# kgcc and kernel compiling ...

## Kibab

The short version: How do I compile a kernel with kgcc?

The long drawn-out-too-many-details version:

I have recently been experiencing random crashes (instantaneous reboots) so I've started looking at my kernel configuration.  As far as I know, I have only installed two new things since this started happening, neither of which is the cause of the problem.

First, I did a `cat /proc/version` then I noticed that it said the following:

Linux version 2.4.20 (root@(none)) (gcc version 3.2.1) #1 SMP Sun Dec 22 09:12:58 PST 2002

Ok.... gcc version 3.2.1 -- definitely not supported, so I'll look into installing an older version of gcc.

A quick emerge -s gcc reveals kgcc. Oooh, exactly what I need, or so I think.  I'm using the vanilla sources and went in an modified /usr/src/<linux-version>/Makefile so that HOSTCC points to kgcc, good, I thought.  I'm set.  After recompiling the kernel, I thought I would check to see what it said.
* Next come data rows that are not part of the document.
PR #1132, opened 2015-02-06
Tag parser

kyleknap:
This PR adds the class ``TopicTagDB`` to the CLI. It is a database like object will be used to help generate a related items sections from available topics in the CLI codebase across other topics and reference commands.

To add a topic to the CLI, the workflow is as follows:
   1) Add a topic to the awscli/topics directory with the appropriate tags.
   2) Run the make-topic-index script to generate a new index that can be loaded.

This reason an index is needed is to avoid having to scan through each topic file (from disk) each time you create a new ``TopicTagDB`` instance as this could get pretty time intensive if there were a lot of topics. 

The structure of the database can be viewed as a python dictionary:
```
    {'topic-name-1': {
        ':title:': ['My First Topic Title'],
        ':description:': ['This describes my first topic'],
        ':category:': ['General Topics', 'S3'],
        ':related command:': ['aws s3'],
        ':related topic:': ['topic-name-2']
     },
     'topic-name-2': { .....
    }
```
The keys of the dictionary are the CLI command names of the topics. These names are based off the name of the reStructed text file that corresponds to the topic. The value of these keys are dictionaries of tags, where the tags are keys and their value is a list of values for that tag. Note that all tag values for a specific tag of a specific topic are unique (no duplicates). All of the tags listed in the example is what is currently supported by the class.

The ``TopicTagDB`` class has the following public methods:
* ``load_json_index()``: Loads a JSON index into memory.
* ``save_json_index()``: Save the data in memory into a JSON file on disk.
* ``get_all_topic_names()``: Get the names of all topic names loaded into memory.
   Topic names are the name of their rst file
* ``get_all_topic_src_files()``: Get the file paths for all of the topics in the awscli/topics directory
* ``scan()``: Scan through all of the files provided and save the topic and tag into memory
* ``query()``: Get all topics related to a specific tag and/or tag value
* ``get_tag_value()``: Get the value of a specified tag and topic.

cc @jamesls @danielgtaylor


kyleknap:
Btw, the previous comment by coveralls sent me an email saying that the coverage dropped by -0.06%, when the comment says it went up by 0.08%. I added one file and it has 100% coverage...

tests/unit/test_topictags.py
```diff
@@ -0,0 +1,538 @@
...
+    def setUp(self):
+        self.topic_tag_db = TopicTagDB()
+        self.file_creator = FileCreator()
+
+        # In python 3, order matters when calling assertEqual to
+        # compare lists and dictionaries with lists. Therefore,
+        # assertItemsEqual needs to be used but it is renamed to
+        # assertCountEqual in python 3.
+        if six.PY3:
+            self.assertItemsEqual = self.assertCountEqual
```
kyleknap: Any ideas on a better way to handle this?

jamesls:
Before I get too far into this, my initial impression is that we should be leaning on docutils where possible to do the rst parsing.  I don't think we really get much from reimplementing this ourselves do we?

```
In [1]: contents = open('/tmp/stuff.rst').read()

In [2]: print contents
Topic Foo
=========

:category: foo
:description: foo
:title: bar

This is more stuff.


In [3]: import docutils.core

In [4]: parsed = docutils.core.publish_doctree(contents)

In [5]: print parsed.pformat()
<document ids="topic-foo" names="topic\ foo" source="<string>" title="Topic Foo">
    <title>
        Topic Foo
    <docinfo>
        <field>
            <field_name>
                category
            <field_body>
                <paragraph>
                    foo
        <field>
            <field_name>
                description
            <field_body>
                <paragraph>
                    foo
        <field>
            <field_name>
                title
            <field_body>
                <paragraph>
                    bar
    <paragraph>
        This is more stuff.
```

kyleknap:
Ok I switched out the parsing to rely on docutils as opposed to string parsing. Ready to be looked at.

awscli/topictags.py
```diff
@@ -0,0 +1,254 @@
...
+
+    Tag                 Meaning                         Required?
+    ---                 -------                         ---------
+    :title:             The title of the topic          Yes
+    :description:       Sentence description of topic   Yes
+    :category:          Category topic falls under      Yes
+    :related topic:     A related topic                 No
+    :related command:   A related command               No
+
+    To see examples of how to specify tags looks in the directory
```
danielgtaylor: grammar: look

awscli/topictags.py
```diff
@@ -0,0 +1,254 @@
...
+    awscli/topics. Note that tags can have multiple values by delimiting
+    values with commas. All tags must be on their own line in the file.
+
+    This class can load a JSON index represeting all of topics and their tags,
```
danielgtaylor: grammar: all ~~of~~ topics

scripts/make-topic-index
```diff
@@ -0,0 +1,23 @@
+#!/usr/bin/env python
+"""This is a script to generate s JSON index for the CLI Topic Guide
```
danielgtaylor: grammar: `s` should be `a`

tests/unit/test_topictags.py
danielgtaylor: I think this is probably fine. The comment explains it nicely. My only comment is that you might use the Python 3 way of doing things as the default, and fix Python 2.

danielgtaylor:
LGTM, but I'd say let @jamesls take another look before merging.

awscli/topictags.py
```diff
@@ -0,0 +1,254 @@
...
+    scan all of the topics and store the values of their tags, retrieve the
+    tag value for a particular topic, query for all the topics with a specific
+    tag and/or value, and save the loaded data back out to a JSON index.
+
+    The structure of the database can be viewed as a python dictionary:
+
+    {'topic-name-1': {
+        'title': ['My First Topic Title'],
```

strings /usr/src/<linux-version>/vmlinux | grep gcc... only to reveal:

Linux version 2.4.20-r1 (root@main.sys) (gcc version 3.2.1) #3 SMP Thu Jan 2 17:07:59 PST 2003

Ok... it's still compiling with the newer compiler.  I briefly looked through some of the process.  In about half the places it is using gcc and in the other half it's using kgcc.  Ok, now I have a mess!  I looked through the Makefiles and then at /usr/src/<linux-version>/Rules.make to find that they are incrementally changing some things and lo-and-behold, it is using $CC in some places and $CPP in other places.

I went ahead and tried pointing all the obvious references to $HOSTCC and then 95% of it came up as kgcc, but there are still some that don't and, furthermore, I made the problem worse as modules can't be insmoded.

I have gcc-config installed, but it doesn't recognize any profiles and I don't see manpages on it.  What do I do next?

--Kaleb

----------

## Kibab

Ok..... I got the kernel to compile with kgcc.  There were only two entries that had to be changed in the root level Makefile and I missed one of them.  I set HOSTCC, which is required, but I missed CC.  All the other misc rules rely on either one of those.  Then, there is CPP which is $CC -E.  Anway, now it compiles fine with kgcc.  Hopefully that will take care of the reboots.

--Kaleb

----------

## Forge

I'd look to my power supply long before I blamed my kernel compiler.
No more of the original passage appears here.